Scientists and engineers often work with very large or very small numbers, which are more easily expressed in exponential form or *scientific notation*. A classic chemistry example of a number written in scientific notation is Avogadro's number (6.022 x 10^{23}). Scientists commonly perform calculations using the speed of light (3.0 x 10^{8} m/s). An example of a very small number is the electrical charge of an electron (1.602 x 10^{-19} Coulombs). You write a very large number in scientific notation by moving the decimal point to the left until only one digit remains to the left. The number of moves of the decimal point gives you the exponent, which is always positive for a big number. For example:

3,454,000 = 3.454 x 10^{6}

For very small numbers, you move the decimal point to the right until only one digit remains to the left of the decimal point. The number of moves to the right gives you a negative exponent:

0.0000005234 = 5.234 x 10^{-7}

### Addition Example Using Scientific Notation

Addition and subtraction problems are handled the same way.

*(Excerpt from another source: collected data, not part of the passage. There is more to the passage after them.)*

Issue #37, opened 2024-12-19
Improve L10nDiscoverPaths performance


eemeli:
Path discovery seems to take a bit too long when run on the [firefox-l10n-source](https://github.com/mozilla-l10n/firefox-l10n-source) and [firefox-l10n](https://github.com/mozilla-l10n/firefox-l10n), which contain about 44k localization files.

It should be faster.

eemeli:
This is the bit of code that's way too slow: https://github.com/mozilla/moz-l10n/blob/3f6e98e5bbf03cbdd76586da36932464a1af813c/moz/l10n/paths/discover.py#L163-L165

For Firefox, `len(base_dirs) == 730` and `len(l10n_dirs) == 11046`.

ewerybody:
I'd like to have a look into this! :)

ewerybody:
The stats are in! I put in some prints and originally we had:
```
walking took 1.473s
cleaning ref_root took 0.000s
filter ref dirs took 0.070s
pick base dirs1 took 0.005s
pick base dirs2 took 21.803s
rest took 0.018s
all took 23.373s
```
With more than 4 milion calls to `dir_contains`!!! 
So it was looking to map each of the 737 `base_dirs` to each of the 11005 `l10n_dirs`.
737 * 11005 are actually 8110685! so why "only" 4109525? The `any` in [this line 164^](https://github.com/mozilla/moz-l10n/blob/3f6e98e5bbf03cbdd76586da36932464a1af813c/moz/l10n/paths/discover.py#L163-L165) was early exiting half the time.

Now I flipped it a bit upside down, going over each of the `l10n_dirs` and look up a couple parent directories to see if it maps to one of the `base_dirs`. Way less and less heavy lookups ops. We get:
```
walking took 1.528s
cleaning ref_root took 0.000s
filter ref dirs took 0.075s
pick base dirs1 took 0.004s
pick base dirs2 took 0.068s
rest took 0.021s
all took 1.700s
```
I serialized the results of `L10nDiscoverPaths` on [firefox-l10n-source](https://github.com/mozilla-l10n/firefox-l10n-source) and [firefox-l10n](https://github.com/mozilla-l10n/firefox-l10n), before and after and got the exact same!👍

PR #137, opened 2026-05-15
Improves `L10nDiscoverPaths` performance

ewerybody:
Addressing #37

- changed heavy `base_dirs` loop for checks against hashed sets.
- flipped `.pot`-dirs lookup to after `l10n_extensions` check
- added `test_split_repos` mocking `firefox-l10n-source/firefox-l10n` situation.
- changed `build_file_tree` in `utils` to use `makedirs` to be able to create dirs in yet inexistent paths.

### DIFF
--- a/python/moz/l10n/paths/discover.py
+++ b/python/moz/l10n/paths/discover.py
@@ -18,7 +18,7 @@ import re
 from collections.abc import Iterable, Iterator
 from itertools import chain
 from os import sep, walk
-from os.path import commonpath, isdir, join, normpath, relpath, splitext
+from os.path import commonpath, dirname, isdir, join, normpath, relpath, splitext
 
 from moz.l10n.formats import l10n_extensions
 from moz.l10n.util import walk_files
@@ -130,13 +130,17 @@ class L10nDiscoverPaths:
                 base_dirs.append((dirpath, locale_dirs))
             dirnames[:] = (dn for dn in dirnames if not dn.startswith("."))
 
-            if any(not fn.startswith(".") and fn.endswith(".pot") for fn in filenames):
-                pot_dirs.append(dirpath)
-            if any(
+            # .pot is in `l10n_extensions`!
+            # We don't need to check for these if there isn't any at all.
+            if not any(
                 not fn.startswith(".") and splitext(fn)[1] in l10n_extensions
                 for fn in filenames
             ):
-                l10n_dirs.append(dirpath)
+                continue
+
+            l10n_dirs.append(dirpath)
+            if any(not fn.startswith(".") and fn.endswith(".pot") for fn in filenames):
+                pot_dirs.append(dirpath)
 
         if ref_root:
             for dir in list(ref_dirs):
@@ -160,8 +164,19 @@ class L10nDiscoverPaths:
         # with the most locale subdirectories,
         # with a preference for directories with localizable contents.
         base_dirs = [bd for bd in base_dirs if not dir_contains(self._ref_root, bd[0])]
+        base_dir_roots = {bd[0] for bd in base_dirs}
+        confirmed_base_dirs: set[str] = set()
+        for ld in l10n_dirs:
+            parent = ld
+            while True:
+                parent = dirname(parent)
+                if parent in base_dir_roots:
+                    confirmed_base_dirs.add(parent)
+                    break
+                if parent == root or parent == dirname(parent):
+                    break
         base_dirs = [
-            bd for bd in base_dirs if any(dir_contains(bd[0], ld) for ld in l10n_dirs)
+            bd for bd in base_dirs if bd[0] in confirmed_base_dirs
         ] or base_dirs
 
         locale_dirs_: list[str] | None
--- a/python/moz/l10n/paths/discover.py
+++ b/python/moz/l10n/paths/discover.py
@@ -172,7 +172,6 @@ class L10nDiscoverPaths:
                 parent = dirname(parent)
                 if parent in base_dir_roots:
                     confirmed_base_dirs.add(parent)
-                    break
                 if parent == root or parent == dirname(parent):
                     break
         base_dirs = [
--- a/python/moz/l10n/paths/discover.py
+++ b/python/moz/l10n/paths/discover.py
@@ -110,7 +110,6 @@ class L10nDiscoverPaths:
 
         # dir -> score
         ref_dirs: dict[str, int] = {ref_root: len(source_locale)} if ref_root else {}
-        # base_dirs: list[tuple[str, list[str]]] = []  # [(root, [locale_dir])]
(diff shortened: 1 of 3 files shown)


flodolo:
Let's wait for @eemeli, but I might have stumbled upon a bug — or at least different behavior — while asking Claude to experiment with benchmark tests.

```python
    def test_split_repos_locale_id_intermediate_names(self):
        source_tree: Tree = {"dom": {"aa": {"strings.ftl": ""}}}
        l10n_tree: Tree = {
            "de": {"dom": {"aa": {"strings.ftl": ""}}},
            "fr": {"dom": {"aa": {"strings.ftl": ""}}},
        }
        with TemporaryDirectory() as tmp:
            source_root = join(tmp, "src")
            l10n_root = join(tmp, "l10n")
            build_file_tree(source_root, source_tree)
            build_file_tree(l10n_root, l10n_tree)

            paths = L10nDiscoverPaths(l10n_root, ref_root=source_root)
            assert paths.ref_root == source_root
            assert paths.base == l10n_root
            assert paths.locales is not None
            assert set(paths.locales) == {"de", "fr"}
```

This doesn't break with the real firefox-l10n repository because normally there is a file in the root of the locale folder.

ewerybody:
Oh OK! Yeah sure! I'm curious what he'll say :)
Thanks for looking into it!

eemeli:
Hey, I'm travelling this week so probably won't have time to properly look at this until later.

ewerybody:
@flodolo can you check back again? I think I found and fixed that issue!
I guess I was a little too eager breaking the loop early on **any** find. So when we simply let it go deeper that resolves it! :)

flodolo:
Yes, this seems to work. Performance is worse compared to the original fix, but it still seems better than the currenct code (might be worth checking the numbers).

ewerybody:
Yeah removing that eager `break` might yield way more loops.
But I still get 1.690s vs the original 23.373s on the firefox-l10n-source / firefox-l10n repos. 🤞

python/moz/l10n/paths/discover.py
```diff
@@ -130,13 +130,17 @@ def __init__(
                 base_dirs.append((dirpath, locale_dirs))
             dirnames[:] = (dn for dn in dirnames if not dn.startswith("."))
 
-            if any(not fn.startswith(".") and fn.endswith(".pot") for fn in filenames):
-                pot_dirs.append(dirpath)
-            if any(
+            # .pot is in `l10n_extensions`!
+            # We don't need to check for these if there isn't any at all.
+            if not any(
```
eemeli: The note about `.pot` is not necessary, and it's cleaner if we don't invert the condition and `continue`, but apply the action if the condition is fulfilled.
```suggestion
            if any(
```

python/moz/l10n/paths/discover.py
```diff
@@ -130,13 +130,17 @@ def __init__(
...
                 not fn.startswith(".") and splitext(fn)[1] in l10n_extensions
                 for fn in filenames
             ):
-                l10n_dirs.append(dirpath)
+                continue
+
+            l10n_dirs.append(dirpath)
+            if any(not fn.startswith(".") and fn.endswith(".pot") for fn in filenames):
+                pot_dirs.append(dirpath)
```
eemeli:
```suggestion
                l10n_dirs.append(dirpath)
                if any(not fn.startswith(".") and fn.endswith(".pot") for fn in filenames):
                    pot_dirs.append(dirpath)
```

python/moz/l10n/paths/discover.py
```diff
@@ -157,11 +161,22 @@ def __init__(
             raise MissingSourceDirectoryError
 
         # Pick the localization base dir not in the reference directory
-        # with the most locale subdirectories,
-        # with a preference for directories with localizable contents.
```
eemeli, line 161: The preference for directories with localizable contents is still present, and the note about it should not be dropped as it's not necessarily obvious.

python/moz/l10n/paths/discover.py
```diff
@@ -157,11 +161,22 @@ def __init__(
...
+        # with the most locale subdirectories.
+        # Walk up from each l10n_dir to confirm which base dirs actually contain
+        # localizable files and avoid false positives on locale-id-like dir names.
         base_dirs = [bd for bd in base_dirs if not dir_contains(self._ref_root, bd[0])]
+        base_dir_roots = {bd[0] for bd in base_dirs}
+        confirmed_base_dirs: set[str] = set()
```
eemeli: It would probably be more straightforward to turn the `base_dirs` list-of-tuples into a dict, and then to use the loop to build a filtered copy of it that can then be used below if it's not empty.

I think I may have used a list-of-tuples instead of a dict in the first place only to ensure that the insertion order is retained, as that matters for the `max()` call below.

Regarding names, It's not clear what is "confirmed" here.

eemeli (changes requested):
Overall looks good; not surprised that there's an N * M problem here.

python/moz/l10n/paths/discover.py
```diff
@@ -156,17 +159,37 @@ def __init__(
...
+        # subdirectories, with preference for directories with localizable contents.
+        # Walk up from each l10n_dir to confirm which base dirs actually contain
+        # localizable files and avoid false positives on locale-id-like dir names.
+        # base_dirs = [bd for bd in base_dirs if not dir_contains(self._ref_root, bd[0])]
+        base_dirs = {
+            bd: lds
+            for bd, lds in base_dirs.items()
+            if not dir_contains(self._ref_root, bd)
+        }
+        found_parent_dirs: set[str] = set()
```
eemeli: It's still not clear what "found" means here. Maybe something `_with_contents`?

Also, as the only reason we're not directly constructing the dict inside the loop is to keep the items in the order that gets us the shortest path first, either:
1. that should be commented upon as it's not obvious (and I should have done so earlier), or
2. we should let the order change here by building the dict directly, and update the `max` key lambda to have a secondary dependence on the number of path parts, as we want to select the shortest path.

python/moz/l10n/paths/discover.py
```diff
@@ -156,17 +159,37 @@ def __init__(
...
+                if parent == root or parent == dirname(parent):
+                    break
+        base_dirs = {
+            bd: lds for bd, lds in base_dirs.items() if bd in found_parent_dirs
+        } or base_dirs
+        base_dirs = {
+            base_dir: locale_dirs
+            for base_dir, locale_dirs in base_dirs.items()
+            if not dir_contains(self._ref_root, base_dir)
+        }
```
eemeli: This is mistakenly included a second time, right?

eemeli (changes requested):
See inline, and the now-commented lines should be dropped.

eemeli (approved):
🎉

- Write the numbers to be added or subtracted in scientific notation.
- Add or subtract the first part of the numbers, leaving the exponent portion unchanged.
- Make sure your final answer is written in scientific notation.

(1.1 x 10^{3}) + (2.1 x 10^{3}) = 3.2 x 10^{3}

### Subtraction Example Using Scientific Notation

(5.3 x 10^{-4}) - (2.2 x 10^{-4}) = (5.3 - 1.2) x 10^{-4} = 3.1 x 10^{-4}

### Multiplication Example Using Scientific Notation

You do not have to write numbers to be multiplied and divided so that they have the same exponents. You can multiply the first numbers in each expression and add the exponents of 10 for multiplication problems.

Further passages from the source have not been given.